**Exercise aim**
Scan the entries and tally the lines that include the string "testing". Reply with the figure alone.

═════ Supplied data ═════

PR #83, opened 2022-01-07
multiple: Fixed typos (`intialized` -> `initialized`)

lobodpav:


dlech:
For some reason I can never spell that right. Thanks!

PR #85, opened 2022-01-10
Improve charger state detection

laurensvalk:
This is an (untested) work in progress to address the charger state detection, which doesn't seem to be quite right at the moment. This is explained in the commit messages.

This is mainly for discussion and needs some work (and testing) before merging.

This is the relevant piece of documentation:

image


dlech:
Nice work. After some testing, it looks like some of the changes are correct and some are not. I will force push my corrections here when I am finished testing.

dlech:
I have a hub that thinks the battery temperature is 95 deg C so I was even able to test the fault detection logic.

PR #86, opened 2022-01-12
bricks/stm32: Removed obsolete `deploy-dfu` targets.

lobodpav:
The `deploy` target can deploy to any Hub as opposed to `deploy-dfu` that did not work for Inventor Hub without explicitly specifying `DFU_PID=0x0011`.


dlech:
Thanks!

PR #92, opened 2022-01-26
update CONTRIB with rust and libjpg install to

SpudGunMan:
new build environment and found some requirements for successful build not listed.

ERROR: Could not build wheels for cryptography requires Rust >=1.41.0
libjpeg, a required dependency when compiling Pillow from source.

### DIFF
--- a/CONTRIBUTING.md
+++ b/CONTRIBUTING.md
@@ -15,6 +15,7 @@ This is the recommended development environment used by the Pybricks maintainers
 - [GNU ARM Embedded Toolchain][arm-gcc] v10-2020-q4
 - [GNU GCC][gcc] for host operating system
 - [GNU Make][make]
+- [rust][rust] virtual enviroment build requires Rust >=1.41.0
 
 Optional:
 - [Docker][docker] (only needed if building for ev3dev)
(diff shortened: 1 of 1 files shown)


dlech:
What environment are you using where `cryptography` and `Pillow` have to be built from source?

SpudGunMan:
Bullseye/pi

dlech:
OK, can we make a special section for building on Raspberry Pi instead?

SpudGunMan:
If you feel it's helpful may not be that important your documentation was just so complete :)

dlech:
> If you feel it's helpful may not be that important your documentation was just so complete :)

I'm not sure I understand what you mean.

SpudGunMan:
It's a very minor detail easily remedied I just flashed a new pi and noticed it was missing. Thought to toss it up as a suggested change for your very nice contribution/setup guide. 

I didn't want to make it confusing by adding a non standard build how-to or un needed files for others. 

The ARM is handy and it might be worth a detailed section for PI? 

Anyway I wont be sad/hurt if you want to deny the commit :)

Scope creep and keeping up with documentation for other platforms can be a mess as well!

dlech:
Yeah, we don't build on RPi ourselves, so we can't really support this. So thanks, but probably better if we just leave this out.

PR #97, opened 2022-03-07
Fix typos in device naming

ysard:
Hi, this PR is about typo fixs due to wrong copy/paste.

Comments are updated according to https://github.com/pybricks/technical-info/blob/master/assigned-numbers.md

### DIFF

═════

**Solution to the problem**
2